» Try it: Records follow. Select each line holding "applied".

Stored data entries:
┄┄┄┄┄┄┄┄┄┄

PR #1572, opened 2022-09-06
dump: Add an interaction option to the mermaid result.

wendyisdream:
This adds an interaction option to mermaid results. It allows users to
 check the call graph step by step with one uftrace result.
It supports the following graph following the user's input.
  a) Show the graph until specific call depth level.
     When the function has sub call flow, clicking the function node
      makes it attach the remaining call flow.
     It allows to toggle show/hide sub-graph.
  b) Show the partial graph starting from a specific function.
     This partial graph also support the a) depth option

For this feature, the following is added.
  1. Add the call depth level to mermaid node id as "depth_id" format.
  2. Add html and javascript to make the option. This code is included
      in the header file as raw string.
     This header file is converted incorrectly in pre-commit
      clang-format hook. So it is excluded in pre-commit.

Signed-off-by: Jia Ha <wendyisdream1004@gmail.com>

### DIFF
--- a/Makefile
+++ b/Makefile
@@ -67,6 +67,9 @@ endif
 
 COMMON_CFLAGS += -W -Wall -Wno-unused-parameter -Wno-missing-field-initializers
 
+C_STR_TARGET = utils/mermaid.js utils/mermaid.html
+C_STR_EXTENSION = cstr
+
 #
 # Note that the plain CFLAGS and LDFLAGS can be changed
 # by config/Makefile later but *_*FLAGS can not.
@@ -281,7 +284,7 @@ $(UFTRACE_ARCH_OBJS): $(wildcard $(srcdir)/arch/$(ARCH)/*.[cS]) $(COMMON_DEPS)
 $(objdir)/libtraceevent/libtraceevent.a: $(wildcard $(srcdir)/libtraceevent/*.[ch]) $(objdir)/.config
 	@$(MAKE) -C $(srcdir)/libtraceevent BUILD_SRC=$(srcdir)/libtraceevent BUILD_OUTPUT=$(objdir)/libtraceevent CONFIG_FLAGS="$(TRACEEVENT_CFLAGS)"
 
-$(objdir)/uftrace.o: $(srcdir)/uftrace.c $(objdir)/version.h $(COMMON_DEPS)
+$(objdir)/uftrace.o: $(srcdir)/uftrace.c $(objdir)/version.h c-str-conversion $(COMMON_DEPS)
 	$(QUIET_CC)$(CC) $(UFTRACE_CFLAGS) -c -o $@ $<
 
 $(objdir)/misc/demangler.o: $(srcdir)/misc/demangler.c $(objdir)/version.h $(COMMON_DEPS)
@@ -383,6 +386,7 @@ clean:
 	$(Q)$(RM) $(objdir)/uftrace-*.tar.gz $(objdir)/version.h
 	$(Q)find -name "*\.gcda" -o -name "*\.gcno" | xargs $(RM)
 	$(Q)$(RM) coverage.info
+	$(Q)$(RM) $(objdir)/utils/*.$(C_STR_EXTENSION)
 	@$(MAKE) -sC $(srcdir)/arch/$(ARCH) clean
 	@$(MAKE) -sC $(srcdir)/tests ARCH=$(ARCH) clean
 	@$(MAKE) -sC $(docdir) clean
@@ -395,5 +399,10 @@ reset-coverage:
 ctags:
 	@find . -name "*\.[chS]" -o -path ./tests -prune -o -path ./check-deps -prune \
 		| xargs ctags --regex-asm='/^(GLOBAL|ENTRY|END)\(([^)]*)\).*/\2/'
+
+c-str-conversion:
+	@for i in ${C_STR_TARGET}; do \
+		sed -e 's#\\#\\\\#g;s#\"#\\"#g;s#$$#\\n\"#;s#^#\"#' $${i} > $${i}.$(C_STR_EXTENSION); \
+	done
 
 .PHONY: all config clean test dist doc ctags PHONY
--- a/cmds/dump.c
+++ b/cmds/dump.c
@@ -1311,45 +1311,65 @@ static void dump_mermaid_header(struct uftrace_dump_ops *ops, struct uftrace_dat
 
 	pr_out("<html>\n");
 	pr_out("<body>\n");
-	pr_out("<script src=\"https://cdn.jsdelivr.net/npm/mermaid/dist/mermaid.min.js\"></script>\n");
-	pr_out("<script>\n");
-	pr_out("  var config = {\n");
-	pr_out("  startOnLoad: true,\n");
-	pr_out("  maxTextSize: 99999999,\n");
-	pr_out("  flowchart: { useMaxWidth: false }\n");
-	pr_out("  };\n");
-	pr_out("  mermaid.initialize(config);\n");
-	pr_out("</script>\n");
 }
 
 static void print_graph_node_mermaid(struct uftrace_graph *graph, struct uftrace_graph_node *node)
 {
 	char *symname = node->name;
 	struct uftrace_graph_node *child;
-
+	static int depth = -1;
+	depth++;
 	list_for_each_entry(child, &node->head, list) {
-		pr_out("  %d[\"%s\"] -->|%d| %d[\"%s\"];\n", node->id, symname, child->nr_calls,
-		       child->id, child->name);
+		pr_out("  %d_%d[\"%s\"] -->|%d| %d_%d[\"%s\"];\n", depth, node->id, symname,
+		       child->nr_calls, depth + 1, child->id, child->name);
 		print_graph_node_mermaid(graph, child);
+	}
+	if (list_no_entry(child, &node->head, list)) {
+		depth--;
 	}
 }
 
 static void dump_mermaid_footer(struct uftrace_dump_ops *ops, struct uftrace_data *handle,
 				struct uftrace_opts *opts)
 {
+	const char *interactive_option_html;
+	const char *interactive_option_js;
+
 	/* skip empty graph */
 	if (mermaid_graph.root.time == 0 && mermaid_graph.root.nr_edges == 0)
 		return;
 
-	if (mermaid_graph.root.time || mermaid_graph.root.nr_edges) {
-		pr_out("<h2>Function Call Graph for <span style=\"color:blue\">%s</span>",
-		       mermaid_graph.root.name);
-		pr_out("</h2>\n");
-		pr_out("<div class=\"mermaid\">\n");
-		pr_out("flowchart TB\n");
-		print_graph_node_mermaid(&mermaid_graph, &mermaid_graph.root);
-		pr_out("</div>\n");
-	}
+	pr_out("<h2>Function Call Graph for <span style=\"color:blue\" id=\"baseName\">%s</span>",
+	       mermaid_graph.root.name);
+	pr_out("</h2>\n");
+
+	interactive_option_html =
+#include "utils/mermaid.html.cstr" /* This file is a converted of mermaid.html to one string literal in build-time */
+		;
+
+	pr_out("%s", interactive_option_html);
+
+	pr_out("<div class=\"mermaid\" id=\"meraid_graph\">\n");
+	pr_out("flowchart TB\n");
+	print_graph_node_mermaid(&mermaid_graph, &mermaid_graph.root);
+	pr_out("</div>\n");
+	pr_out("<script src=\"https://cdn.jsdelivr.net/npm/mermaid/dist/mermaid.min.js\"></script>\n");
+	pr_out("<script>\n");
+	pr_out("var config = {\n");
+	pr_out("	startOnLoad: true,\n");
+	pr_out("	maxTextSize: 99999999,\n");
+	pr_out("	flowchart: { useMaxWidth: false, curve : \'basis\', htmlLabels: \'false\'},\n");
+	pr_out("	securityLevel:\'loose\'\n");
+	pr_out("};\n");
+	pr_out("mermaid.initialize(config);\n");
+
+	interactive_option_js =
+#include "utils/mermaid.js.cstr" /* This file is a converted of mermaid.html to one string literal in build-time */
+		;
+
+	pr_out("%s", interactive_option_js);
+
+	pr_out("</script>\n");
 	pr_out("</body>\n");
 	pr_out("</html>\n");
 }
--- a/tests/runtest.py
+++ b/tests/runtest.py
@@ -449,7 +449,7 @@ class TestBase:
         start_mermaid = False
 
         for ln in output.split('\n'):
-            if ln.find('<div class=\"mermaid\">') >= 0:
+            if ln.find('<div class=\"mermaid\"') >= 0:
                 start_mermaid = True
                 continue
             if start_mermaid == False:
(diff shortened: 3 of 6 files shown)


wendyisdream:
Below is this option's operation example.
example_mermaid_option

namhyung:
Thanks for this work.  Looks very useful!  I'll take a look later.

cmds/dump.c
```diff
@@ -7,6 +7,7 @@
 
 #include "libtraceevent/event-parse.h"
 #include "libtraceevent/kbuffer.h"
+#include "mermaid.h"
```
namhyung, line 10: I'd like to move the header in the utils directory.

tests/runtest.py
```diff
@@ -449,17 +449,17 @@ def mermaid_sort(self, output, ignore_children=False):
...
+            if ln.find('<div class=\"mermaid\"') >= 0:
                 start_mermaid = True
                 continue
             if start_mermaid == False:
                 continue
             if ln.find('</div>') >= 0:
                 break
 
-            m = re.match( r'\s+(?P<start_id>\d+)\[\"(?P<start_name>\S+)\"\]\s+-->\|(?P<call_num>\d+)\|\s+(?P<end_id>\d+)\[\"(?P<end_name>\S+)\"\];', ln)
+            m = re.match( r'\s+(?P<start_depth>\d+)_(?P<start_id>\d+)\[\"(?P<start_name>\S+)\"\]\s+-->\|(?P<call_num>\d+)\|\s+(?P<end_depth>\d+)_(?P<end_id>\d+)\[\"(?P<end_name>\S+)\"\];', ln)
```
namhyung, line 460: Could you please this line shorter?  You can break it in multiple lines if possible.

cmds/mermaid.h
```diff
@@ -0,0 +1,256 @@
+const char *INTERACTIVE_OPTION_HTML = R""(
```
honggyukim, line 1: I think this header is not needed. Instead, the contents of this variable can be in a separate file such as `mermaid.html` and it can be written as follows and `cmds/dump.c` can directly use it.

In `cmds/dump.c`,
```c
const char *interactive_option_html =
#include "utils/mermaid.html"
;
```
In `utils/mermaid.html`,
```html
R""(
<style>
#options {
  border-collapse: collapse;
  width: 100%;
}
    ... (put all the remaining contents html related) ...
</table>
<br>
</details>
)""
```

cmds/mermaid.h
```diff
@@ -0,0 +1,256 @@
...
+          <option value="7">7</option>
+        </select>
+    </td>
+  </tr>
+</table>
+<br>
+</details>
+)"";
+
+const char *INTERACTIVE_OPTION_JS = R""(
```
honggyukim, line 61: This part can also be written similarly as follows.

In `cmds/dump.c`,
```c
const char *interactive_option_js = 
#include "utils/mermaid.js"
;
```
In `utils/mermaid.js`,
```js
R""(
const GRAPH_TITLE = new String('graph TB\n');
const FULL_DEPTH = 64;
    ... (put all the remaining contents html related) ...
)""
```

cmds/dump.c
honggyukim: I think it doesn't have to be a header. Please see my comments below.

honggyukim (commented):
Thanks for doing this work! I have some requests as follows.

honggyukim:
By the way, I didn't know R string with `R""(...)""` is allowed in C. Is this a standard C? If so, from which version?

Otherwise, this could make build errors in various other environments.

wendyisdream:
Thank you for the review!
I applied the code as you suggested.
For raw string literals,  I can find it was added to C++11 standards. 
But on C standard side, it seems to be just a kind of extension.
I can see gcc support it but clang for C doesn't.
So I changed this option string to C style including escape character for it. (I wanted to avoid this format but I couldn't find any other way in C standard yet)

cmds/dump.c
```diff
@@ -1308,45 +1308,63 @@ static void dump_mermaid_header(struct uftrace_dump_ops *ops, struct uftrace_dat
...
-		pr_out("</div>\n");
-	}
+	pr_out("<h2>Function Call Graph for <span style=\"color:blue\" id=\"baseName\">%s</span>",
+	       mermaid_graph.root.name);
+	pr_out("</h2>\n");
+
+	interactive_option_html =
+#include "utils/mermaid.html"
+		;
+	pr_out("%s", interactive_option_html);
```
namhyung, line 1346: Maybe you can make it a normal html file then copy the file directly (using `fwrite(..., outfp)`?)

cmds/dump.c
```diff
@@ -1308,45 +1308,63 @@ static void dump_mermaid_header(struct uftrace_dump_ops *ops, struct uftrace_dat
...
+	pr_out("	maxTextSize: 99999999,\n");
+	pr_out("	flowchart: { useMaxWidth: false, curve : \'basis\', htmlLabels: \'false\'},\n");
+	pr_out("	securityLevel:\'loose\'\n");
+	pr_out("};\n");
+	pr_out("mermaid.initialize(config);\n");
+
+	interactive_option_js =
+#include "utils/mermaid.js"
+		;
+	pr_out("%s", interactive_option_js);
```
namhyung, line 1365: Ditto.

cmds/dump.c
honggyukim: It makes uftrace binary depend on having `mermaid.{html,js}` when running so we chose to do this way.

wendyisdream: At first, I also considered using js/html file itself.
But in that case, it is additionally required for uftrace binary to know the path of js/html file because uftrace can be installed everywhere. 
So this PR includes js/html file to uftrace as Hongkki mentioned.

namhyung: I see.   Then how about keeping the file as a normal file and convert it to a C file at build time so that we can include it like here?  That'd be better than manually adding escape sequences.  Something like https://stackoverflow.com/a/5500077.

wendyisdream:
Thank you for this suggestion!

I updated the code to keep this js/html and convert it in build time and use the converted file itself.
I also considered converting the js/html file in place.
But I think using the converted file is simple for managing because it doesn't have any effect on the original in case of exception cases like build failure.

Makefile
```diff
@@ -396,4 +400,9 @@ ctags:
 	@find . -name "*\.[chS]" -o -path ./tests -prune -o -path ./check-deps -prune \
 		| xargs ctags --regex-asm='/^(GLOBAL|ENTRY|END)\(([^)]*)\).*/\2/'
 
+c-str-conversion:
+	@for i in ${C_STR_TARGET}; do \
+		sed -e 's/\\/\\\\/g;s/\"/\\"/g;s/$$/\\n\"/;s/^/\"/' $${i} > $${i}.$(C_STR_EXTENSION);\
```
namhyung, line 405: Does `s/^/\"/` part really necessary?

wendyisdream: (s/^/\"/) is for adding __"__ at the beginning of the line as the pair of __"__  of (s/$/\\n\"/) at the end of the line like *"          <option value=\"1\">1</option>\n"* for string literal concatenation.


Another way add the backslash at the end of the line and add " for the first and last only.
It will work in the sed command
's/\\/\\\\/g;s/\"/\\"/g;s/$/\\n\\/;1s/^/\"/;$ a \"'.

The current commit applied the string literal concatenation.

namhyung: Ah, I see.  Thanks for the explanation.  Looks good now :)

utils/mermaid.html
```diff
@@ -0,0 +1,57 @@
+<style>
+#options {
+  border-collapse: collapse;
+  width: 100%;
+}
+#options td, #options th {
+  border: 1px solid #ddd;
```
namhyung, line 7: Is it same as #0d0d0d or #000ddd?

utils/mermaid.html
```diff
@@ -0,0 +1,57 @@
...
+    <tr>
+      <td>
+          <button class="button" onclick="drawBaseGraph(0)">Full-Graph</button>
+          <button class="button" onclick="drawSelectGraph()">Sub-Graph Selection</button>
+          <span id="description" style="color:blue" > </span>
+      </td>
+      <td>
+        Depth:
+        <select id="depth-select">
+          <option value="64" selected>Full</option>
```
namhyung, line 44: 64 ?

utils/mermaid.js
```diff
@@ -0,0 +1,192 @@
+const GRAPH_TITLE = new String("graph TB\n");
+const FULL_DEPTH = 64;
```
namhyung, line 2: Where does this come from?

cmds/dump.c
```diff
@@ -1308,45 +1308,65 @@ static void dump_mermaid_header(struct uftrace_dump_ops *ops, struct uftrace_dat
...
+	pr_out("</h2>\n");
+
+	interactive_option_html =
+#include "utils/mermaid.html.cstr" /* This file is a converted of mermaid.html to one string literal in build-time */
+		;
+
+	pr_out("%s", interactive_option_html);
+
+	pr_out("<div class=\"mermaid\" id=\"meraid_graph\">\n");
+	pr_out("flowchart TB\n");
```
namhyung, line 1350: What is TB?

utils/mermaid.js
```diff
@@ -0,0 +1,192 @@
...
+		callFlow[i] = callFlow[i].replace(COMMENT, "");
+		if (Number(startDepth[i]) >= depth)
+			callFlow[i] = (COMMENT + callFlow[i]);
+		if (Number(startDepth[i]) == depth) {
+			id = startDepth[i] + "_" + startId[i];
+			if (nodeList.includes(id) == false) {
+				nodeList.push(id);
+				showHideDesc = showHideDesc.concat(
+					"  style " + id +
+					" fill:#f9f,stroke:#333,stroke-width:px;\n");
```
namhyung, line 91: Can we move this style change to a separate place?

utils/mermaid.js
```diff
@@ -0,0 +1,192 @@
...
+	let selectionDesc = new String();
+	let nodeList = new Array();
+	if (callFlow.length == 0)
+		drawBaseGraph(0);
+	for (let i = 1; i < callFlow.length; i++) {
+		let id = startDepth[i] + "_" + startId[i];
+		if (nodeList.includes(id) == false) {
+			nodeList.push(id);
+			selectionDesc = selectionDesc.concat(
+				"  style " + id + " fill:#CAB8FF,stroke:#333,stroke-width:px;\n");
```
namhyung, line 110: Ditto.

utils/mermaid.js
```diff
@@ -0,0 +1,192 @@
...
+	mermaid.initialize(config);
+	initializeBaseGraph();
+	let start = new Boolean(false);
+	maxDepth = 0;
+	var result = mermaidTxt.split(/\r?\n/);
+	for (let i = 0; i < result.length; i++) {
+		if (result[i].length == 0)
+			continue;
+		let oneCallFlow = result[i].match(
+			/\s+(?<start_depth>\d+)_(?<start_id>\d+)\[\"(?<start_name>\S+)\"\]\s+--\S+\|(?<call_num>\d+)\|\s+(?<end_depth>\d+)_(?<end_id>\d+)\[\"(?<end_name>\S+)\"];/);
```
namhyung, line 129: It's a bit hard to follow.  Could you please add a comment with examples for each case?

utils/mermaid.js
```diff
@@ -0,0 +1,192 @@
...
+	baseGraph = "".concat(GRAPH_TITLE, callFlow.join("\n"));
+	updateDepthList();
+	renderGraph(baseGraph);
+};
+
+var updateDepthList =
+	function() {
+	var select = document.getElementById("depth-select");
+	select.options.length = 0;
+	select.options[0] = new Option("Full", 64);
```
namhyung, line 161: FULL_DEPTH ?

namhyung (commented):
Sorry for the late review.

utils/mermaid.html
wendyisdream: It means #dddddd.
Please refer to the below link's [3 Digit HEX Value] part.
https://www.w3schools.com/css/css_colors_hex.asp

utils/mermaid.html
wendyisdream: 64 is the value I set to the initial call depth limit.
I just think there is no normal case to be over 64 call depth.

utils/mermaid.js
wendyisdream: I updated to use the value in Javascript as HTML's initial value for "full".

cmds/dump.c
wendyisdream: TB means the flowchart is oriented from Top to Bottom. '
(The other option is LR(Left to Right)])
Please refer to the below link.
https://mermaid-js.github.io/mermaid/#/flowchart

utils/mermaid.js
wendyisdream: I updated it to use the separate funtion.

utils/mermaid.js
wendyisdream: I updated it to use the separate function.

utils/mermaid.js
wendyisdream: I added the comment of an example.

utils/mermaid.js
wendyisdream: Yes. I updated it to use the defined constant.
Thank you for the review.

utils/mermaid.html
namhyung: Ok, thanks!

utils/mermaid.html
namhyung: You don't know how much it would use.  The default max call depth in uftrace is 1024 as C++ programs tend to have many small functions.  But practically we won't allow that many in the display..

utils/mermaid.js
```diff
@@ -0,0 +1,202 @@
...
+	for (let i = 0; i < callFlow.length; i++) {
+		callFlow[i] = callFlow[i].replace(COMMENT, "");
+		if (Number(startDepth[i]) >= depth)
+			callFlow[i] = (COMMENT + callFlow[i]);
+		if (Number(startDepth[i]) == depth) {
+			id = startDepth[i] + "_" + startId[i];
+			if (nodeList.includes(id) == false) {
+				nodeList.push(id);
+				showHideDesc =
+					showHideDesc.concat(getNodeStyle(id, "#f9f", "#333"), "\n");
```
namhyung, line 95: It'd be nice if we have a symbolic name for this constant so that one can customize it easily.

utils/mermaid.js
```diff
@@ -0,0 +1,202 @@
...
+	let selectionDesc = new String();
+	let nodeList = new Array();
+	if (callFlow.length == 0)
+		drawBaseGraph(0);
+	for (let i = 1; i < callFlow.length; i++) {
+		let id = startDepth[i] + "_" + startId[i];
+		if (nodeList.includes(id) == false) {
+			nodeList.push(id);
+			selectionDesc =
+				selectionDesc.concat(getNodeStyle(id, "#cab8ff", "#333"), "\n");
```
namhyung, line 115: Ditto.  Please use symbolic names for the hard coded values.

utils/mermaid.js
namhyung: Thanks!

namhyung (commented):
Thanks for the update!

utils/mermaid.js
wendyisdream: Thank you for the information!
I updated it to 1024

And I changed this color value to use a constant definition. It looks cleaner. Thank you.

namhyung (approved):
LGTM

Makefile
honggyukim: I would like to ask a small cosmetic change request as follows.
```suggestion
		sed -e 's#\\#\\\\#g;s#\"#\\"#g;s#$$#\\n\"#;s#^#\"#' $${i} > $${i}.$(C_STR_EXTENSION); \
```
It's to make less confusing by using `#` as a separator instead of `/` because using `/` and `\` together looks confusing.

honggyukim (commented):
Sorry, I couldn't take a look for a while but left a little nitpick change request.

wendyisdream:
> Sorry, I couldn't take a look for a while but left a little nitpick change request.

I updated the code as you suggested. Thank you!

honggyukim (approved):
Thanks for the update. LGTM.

┄┄┄┄┄┄┄┄┄┄

» Exercise result:
I applied the code as you suggested.
The current commit applied the string literal concatenation.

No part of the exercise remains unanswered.